> **Work to be completed**
Where in the records does the word "handleClient" appear? Copy each line that holds it.

> **Available data**

====

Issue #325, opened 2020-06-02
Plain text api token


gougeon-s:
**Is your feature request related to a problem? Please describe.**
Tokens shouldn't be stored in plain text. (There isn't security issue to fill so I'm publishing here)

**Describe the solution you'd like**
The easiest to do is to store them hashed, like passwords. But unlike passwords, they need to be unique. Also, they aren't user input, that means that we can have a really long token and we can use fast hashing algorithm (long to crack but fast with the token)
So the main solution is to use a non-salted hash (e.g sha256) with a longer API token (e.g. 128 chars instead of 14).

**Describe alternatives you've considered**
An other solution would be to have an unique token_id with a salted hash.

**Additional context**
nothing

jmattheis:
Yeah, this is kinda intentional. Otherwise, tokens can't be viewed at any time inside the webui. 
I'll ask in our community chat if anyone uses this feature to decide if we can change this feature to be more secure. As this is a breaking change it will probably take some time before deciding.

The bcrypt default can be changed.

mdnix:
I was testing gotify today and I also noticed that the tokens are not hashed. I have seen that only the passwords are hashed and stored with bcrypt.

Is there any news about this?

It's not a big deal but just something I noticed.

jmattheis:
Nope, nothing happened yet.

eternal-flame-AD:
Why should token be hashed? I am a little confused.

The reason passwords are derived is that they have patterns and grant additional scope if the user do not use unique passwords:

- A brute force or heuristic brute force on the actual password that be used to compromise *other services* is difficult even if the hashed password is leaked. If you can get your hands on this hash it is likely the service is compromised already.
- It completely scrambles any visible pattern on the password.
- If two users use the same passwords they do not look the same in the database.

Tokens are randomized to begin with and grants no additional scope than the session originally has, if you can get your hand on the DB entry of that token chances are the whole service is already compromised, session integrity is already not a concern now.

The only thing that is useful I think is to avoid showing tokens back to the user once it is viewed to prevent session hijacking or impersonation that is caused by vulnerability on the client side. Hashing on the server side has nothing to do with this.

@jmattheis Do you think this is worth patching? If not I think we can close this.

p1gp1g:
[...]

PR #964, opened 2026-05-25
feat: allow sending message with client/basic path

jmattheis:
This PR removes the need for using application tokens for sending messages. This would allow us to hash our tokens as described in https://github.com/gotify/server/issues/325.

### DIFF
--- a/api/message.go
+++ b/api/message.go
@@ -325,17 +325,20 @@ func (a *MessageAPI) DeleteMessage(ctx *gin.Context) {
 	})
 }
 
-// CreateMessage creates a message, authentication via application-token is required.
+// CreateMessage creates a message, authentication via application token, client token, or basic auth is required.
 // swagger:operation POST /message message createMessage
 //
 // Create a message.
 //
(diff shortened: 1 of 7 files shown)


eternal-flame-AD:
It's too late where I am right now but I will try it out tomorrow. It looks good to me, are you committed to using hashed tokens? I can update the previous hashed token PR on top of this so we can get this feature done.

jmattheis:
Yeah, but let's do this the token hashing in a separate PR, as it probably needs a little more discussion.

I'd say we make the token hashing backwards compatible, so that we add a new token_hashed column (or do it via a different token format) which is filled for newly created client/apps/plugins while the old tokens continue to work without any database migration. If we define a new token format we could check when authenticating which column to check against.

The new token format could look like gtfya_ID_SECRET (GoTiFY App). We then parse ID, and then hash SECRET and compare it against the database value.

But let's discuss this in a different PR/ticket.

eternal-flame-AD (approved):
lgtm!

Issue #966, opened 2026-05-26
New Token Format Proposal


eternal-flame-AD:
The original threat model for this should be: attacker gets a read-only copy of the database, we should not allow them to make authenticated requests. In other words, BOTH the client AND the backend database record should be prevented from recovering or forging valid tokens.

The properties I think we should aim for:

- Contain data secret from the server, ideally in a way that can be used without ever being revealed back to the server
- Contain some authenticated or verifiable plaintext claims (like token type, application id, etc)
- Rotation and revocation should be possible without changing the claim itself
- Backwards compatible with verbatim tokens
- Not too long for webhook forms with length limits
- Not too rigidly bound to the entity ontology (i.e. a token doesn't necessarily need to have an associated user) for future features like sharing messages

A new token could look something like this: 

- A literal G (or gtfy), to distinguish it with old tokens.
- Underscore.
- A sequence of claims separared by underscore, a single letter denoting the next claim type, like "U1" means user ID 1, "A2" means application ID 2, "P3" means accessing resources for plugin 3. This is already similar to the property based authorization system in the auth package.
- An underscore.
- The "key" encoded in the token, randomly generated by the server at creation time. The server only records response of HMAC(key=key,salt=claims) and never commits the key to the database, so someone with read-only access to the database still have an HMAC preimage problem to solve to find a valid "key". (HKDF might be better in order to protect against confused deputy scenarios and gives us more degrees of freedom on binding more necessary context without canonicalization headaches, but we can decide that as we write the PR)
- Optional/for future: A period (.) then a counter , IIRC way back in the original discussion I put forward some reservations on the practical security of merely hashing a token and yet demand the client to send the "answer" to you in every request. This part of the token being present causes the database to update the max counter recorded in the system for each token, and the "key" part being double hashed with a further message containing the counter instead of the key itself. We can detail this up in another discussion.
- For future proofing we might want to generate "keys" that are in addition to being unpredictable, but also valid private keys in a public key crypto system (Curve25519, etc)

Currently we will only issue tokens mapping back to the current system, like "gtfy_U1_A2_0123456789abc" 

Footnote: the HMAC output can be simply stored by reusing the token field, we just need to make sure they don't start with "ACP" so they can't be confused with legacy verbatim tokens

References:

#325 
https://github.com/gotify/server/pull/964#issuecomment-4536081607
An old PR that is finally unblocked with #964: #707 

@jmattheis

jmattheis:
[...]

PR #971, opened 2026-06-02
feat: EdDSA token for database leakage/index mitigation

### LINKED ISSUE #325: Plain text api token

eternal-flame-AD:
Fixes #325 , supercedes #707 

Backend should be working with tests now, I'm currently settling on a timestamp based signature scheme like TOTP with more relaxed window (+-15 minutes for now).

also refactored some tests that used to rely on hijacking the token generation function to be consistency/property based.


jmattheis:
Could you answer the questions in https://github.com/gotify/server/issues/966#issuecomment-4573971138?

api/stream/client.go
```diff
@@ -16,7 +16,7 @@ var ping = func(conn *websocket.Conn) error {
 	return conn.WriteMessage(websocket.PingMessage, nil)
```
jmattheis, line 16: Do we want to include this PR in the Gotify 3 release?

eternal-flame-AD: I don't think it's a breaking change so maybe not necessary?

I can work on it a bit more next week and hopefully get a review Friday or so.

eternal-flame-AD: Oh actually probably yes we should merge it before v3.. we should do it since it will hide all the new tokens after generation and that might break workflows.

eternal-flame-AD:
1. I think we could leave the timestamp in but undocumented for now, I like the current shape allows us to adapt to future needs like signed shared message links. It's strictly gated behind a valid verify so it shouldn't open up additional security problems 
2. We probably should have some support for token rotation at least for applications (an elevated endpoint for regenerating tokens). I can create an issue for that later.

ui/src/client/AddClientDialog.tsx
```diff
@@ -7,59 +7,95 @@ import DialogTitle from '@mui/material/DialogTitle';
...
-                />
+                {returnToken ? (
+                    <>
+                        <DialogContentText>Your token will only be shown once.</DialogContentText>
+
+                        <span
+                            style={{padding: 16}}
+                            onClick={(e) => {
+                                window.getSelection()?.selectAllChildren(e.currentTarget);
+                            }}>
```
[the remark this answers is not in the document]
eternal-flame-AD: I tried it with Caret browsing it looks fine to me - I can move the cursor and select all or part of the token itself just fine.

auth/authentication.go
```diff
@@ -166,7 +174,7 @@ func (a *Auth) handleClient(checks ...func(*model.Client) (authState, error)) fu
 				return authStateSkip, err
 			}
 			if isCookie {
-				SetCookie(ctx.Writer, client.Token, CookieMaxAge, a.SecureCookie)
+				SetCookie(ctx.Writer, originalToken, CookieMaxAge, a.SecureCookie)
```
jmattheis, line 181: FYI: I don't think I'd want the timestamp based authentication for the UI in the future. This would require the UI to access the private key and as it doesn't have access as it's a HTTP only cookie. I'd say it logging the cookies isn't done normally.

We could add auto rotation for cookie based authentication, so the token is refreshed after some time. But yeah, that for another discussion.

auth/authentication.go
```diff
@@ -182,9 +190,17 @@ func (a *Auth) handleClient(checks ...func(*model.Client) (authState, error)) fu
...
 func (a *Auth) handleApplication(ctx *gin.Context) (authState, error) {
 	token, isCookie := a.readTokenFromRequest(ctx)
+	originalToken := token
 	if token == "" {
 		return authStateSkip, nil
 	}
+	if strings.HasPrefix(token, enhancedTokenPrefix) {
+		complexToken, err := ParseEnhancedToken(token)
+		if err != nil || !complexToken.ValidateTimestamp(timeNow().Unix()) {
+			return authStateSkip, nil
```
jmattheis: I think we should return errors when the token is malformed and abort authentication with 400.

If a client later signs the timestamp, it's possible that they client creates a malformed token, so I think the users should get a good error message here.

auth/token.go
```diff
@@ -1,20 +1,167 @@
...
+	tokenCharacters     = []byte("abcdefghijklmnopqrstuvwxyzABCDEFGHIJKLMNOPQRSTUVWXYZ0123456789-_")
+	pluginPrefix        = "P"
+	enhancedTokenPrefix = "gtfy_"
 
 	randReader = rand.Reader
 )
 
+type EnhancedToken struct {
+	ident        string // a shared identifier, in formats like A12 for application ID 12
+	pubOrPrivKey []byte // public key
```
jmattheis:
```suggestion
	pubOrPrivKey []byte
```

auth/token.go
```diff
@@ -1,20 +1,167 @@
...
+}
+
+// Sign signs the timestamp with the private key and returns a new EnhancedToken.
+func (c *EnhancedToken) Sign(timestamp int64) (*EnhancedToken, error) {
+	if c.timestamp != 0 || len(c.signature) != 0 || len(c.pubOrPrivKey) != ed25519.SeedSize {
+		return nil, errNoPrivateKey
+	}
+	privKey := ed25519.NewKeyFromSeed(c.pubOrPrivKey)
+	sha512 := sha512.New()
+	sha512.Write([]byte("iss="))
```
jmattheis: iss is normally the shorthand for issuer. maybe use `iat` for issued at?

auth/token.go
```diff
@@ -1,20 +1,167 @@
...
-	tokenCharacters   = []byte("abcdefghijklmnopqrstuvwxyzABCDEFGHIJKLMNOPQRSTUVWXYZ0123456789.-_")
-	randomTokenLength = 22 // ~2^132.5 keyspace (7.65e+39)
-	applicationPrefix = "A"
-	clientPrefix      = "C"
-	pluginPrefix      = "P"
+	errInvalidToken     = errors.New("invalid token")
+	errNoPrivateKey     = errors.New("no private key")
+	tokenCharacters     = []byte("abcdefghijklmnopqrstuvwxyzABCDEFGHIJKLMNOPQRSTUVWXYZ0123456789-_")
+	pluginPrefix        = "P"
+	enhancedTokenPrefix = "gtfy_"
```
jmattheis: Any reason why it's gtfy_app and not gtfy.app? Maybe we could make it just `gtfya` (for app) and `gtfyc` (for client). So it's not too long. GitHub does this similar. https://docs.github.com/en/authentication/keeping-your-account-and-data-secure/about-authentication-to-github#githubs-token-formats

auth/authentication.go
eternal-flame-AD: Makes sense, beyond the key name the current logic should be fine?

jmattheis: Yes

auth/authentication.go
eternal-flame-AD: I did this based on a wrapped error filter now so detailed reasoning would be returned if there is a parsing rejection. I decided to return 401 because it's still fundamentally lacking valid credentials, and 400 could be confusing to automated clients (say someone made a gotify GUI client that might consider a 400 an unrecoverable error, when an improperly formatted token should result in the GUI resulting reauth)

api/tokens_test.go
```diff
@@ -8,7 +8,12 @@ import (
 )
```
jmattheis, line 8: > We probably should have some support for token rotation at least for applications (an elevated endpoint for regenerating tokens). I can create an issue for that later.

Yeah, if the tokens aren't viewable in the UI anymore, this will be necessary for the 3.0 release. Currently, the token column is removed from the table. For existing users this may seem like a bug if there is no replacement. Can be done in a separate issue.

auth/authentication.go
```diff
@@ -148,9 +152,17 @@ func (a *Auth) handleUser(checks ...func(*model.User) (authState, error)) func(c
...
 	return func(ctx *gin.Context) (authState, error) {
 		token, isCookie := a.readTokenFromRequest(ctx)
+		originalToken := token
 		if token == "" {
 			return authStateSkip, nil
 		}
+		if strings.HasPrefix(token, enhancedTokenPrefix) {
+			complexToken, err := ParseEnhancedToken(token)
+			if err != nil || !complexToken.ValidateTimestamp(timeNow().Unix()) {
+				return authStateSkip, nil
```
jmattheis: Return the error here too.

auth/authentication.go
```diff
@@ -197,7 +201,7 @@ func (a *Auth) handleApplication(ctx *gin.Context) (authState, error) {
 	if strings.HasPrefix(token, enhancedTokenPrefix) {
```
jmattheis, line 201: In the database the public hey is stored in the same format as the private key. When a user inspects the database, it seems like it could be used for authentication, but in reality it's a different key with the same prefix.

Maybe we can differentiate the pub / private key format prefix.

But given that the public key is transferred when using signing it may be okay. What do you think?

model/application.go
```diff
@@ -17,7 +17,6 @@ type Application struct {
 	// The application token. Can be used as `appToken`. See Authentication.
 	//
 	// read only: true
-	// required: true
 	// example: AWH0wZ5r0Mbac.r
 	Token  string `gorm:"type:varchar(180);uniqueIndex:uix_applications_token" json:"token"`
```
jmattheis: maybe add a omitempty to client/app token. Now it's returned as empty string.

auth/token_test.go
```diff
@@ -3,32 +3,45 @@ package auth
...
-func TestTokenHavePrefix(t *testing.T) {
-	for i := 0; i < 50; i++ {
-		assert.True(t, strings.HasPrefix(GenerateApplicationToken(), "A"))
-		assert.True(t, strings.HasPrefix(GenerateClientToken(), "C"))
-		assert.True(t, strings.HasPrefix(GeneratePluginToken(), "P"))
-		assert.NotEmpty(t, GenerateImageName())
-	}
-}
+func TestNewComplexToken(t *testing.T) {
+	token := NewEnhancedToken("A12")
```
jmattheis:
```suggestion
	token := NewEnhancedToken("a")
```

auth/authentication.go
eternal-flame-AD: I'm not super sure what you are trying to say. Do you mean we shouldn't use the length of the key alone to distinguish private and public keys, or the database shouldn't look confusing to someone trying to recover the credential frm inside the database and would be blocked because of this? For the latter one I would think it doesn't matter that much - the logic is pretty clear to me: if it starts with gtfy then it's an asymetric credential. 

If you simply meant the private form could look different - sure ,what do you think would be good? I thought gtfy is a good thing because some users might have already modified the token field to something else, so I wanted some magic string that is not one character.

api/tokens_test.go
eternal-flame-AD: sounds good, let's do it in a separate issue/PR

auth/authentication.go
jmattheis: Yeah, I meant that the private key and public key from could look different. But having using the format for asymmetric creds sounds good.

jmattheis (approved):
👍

====

> **Response**
@@ -166,7 +174,7 @@ func (a *Auth) handleClient(checks ...func(*model.Client) (authState, error)) fu
@@ -182,9 +190,17 @@ func (a *Auth) handleClient(checks ...func(*model.Client) (authState, error)) fu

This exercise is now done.